Software Project Setup
This section presents the steps for developing a software application that will run on the Renesas Demo Kit for RX62N for controlling and monitoring the operation of the ADI part.
Run the High-performance Embedded Workshop integrated development environment.
A window will appear asking to create or open project workspace. Choose “Create a new project workspace” option and press OK.
From “Project Types” option select “Application”, name the Workspace and the Project “ADIEvalBoard”, select the “RX” CPU family and “Renesas RX Standard” tool chain. Press OK.
The RPDL (Renesas Peripheral Driver Library) has to integrated in the project. Unzip the RPDL files (double-click on the file “RPDL_RX62N.exe”). Navigate to where the RPDL files were unpacked and double-click on the “Copy_RPDL_RX62N.bat” to start the copy process. Choose the LQFP package, type the full path where the project was created and after the files were copied, press any key to close the window.
The new source files have to be included in the project. Use the key sequence Alt, P, A to open the “Add files to project ‘ADIEvalBoard’” window. Double click on the RPDL folder. From the “Files of type” drop-down list, select “C source file (*.C)”. Select all of the files and press Add.
To avoid conflicts with standard project files remove the files “intprg.c” and “vecttbl.c” which are included in the project. Use the key sequence Alt, P, R to open the “Remove Project Files” window. Select the files, click on Remove and press OK.
Next the new directory has to be included in the project. Use the key sequence Alt, B, R to open the “RX Standard Toolchain” window. Select the C/C++ tab, select “Show entries for: Include file directories” and press Add. Select “Relative to: Project directory”, type “RPDL” as sub-directory and press OK.

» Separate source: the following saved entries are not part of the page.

PR #1398, opened 2021-05-12
Fix link to RAII pattern document

mbergkvist:
## Motivation

The RAII pattern documentation has been moved.

## Solution

Update the link to the document.

### DIFF
--- a/tracing/src/lib.rs
+++ b/tracing/src/lib.rs
@@ -196,7 +196,7 @@
 //!
 //! You can find more examples showing how to use this crate [here][examples].
 //!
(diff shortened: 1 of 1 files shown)


hawkw (approved):
thanks, nice catch!

mbergkvist:
The failing check is unrelated to my changes but is there something I should/could do to make it pass?

hawkw:
> The failing check is unrelated to my changes but is there something I should/could do to make it pass?

Sorry, the latest Rust toolchain added new lints that needed to be fixed. Should be good now!

Issue #1397, opened 2021-05-10
tracing-opentelemetry should set the `target` property for spans


lilymara-onesignal:
### Crates

- `tracing-opentelemetry`

### Motivation

When tracing-opentelemetry reports events to opentelemetry, it sets the `target` property to the target of the `tracing::Event`. This same functionality should be extended to `tracing::Span` data to make it more obvious where spans are coming from.

https://github.com/tokio-rs/tracing/blob/b6c07e7eba8530bf155f167c320fe9ead99acfce/tracing-opentelemetry/src/subscriber.rs#L533

Here is a screenshot of a trace from tracing-opentelemetry viewed in Jager. Many crates have very simple span names, which can make it difficult to discern where they are coming from without the additional context of the `target` attribute.

![Screenshot of a trace from tracing-opentelemetry in jaeger. Log data include a "target" attribute and span data do not.](https://user-images.githubusercontent.com/54288692/117711493-2dfa9e80-b188-11eb-9217-b691f34c13a2.png)

### Proposal

I think it should be added in the same way as the `target` is added to the event data, at the time we build the opentelemetry span. Possible downsides are storing extra data or making additional allocations when they could be avoided.

### Alternatives

This could possibly be an opt-in behavior set by consumers of the crate when they construct the subscriber.

lilymara-onesignal:
This is resolved by #1441.

PR #1411, opened 2021-05-19
Add opentelemetry source code attributes to spans

lilymara-onesignal:
## Motivation

There is some more context in #1397 but the main idea is that we should be able to trace a Span back to the location in the code where it was created. Currently many crates have spans with very generic names (`h2` has `send_data` and `reserve_capacity`) and this makes it very difficult to figure out where spans are coming from. This change will make it much easier to find the location in the code where spans are created.

## Solution

We can capture the location information using the existing location data on the `tracing::Span`.

The opentelemetry specification calls for a number of attributes to correlate
traces to their location in the code. They are documented here [1]. This commit
adds support for the following fields based on the tracing span metadata (all
relative to span creation):

- `code.namespace`: Crate & module path (`my_crate::my_mod`)
- `code.filepath`: Relative path to the source code file (`src/my_mod.rs`)
- `code.lineno`: Line number in the file indicated by `code.filepath` (`72`)

As written this will annotate all spans with these attributes. If we want to be
a bit more conservative, I could add an instance variable to the Subscriber that
allows users to opt-in or opt-out of this functionality.

[1]: https://github.com/open-telemetry/opentelemetry-specification/blob/main/specification/trace/semantic_conventions/span-general.md#source-code-attributes

# Note

I saw that there is a requirement to add tests for new functionality, but I do not see any tests around the attributes that this crate adds to opentelemetry Spans and Events. I have not added any tests because I'm not sure how to write those or where they would go.

### DIFF
--- a/tracing-opentelemetry/src/subscriber.rs
+++ b/tracing-opentelemetry/src/subscriber.rs
@@ -421,6 +421,22 @@ where
             builder.trace_id = Some(self.tracer.new_trace_id());
         }
 
+        let builder_attrs = builder.attributes.get_or_insert(Vec::new());
+
+        let meta = attrs.metadata();
+
+        if let Some(filename) = meta.file() {
+            builder_attrs.push(KeyValue::new("code.filepath", filename));
+        }
+
+        if let Some(module) = meta.module_path() {
+            builder_attrs.push(KeyValue::new("code.namespace", module));
+        }
+
+        if let Some(line) = meta.line() {
+            builder_attrs.push(KeyValue::new("code.lineno", line as i64));
+        }
+
         attrs.record(&mut SpanAttributeVisitor(&mut builder));
         extensions.insert(builder);
     }


tracing-opentelemetry/src/subscriber.rs
```diff
@@ -421,6 +421,22 @@ where
...
+            builder_attrs.push(KeyValue::new("code.filepath", filename));
+        }
+
+        if let Some(module) = meta.module_path() {
+            builder_attrs.push(KeyValue::new("code.namespace", module));
+        }
+
+        if let Some(line) = meta.line() {
+            builder_attrs.push(KeyValue::new("code.lineno", line as i64));
+        }
```
hawkw, line 438: i wonder if we want to only produce this attribute if the `module_path` or `file` values are present? a line number without a file or module name doesn't make a lot of sense.

on the other hand, the `tracing` macros will never generate metadata that has a line number without a filename or module path, and i'd be very surprised if any other instrumentation did that. so, it's not a big deal either way.

hawkw (approved):
looks good to me!

tracing-opentelemetry/src/subscriber.rs
lilymara-onesignal: My thinking was that we should try to be defensive and include the maximum possible amount of information on each span.

jtescher:
Looking at the existing benchmarks it appears this may have a performance impact for cases that don't have many fields. Perhaps worth adding a flag here?

altanozlu:
Is there any way to disable it ?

The library file path has to be added in the project. Select the Link/Library tab, select “Show entries for: Library files” and press Add. Select “Relative to: Project directory”, type “RPDL\RX62N_library” as file path and press OK.
Because the “intprg.c” file was removed the “PIntPrg” specified in option “start” has to be removed. Change “Category” to “Section”. Press “Edit”, select “PIntPRG” and press “Remove”. From this window the address of each section can be also modified. After all the changes are made press OK two times.
Now, the files have to be included in the project. Use the key sequence
Alt, P, A to open the “
Add files to project ‘ADIEvalBoard’” window. Navigate into
ADI folder. From the “
Files of type” drop-down list, select “
Project Files”. Select all the copied files and press
Add.
Now, the project is ready to be built. Press F7. The message after the Build Process is finished has to be “0 Errors, 0 Warnings”. To run the program on the board, you have to download the firmware into the microprocessor’s memory.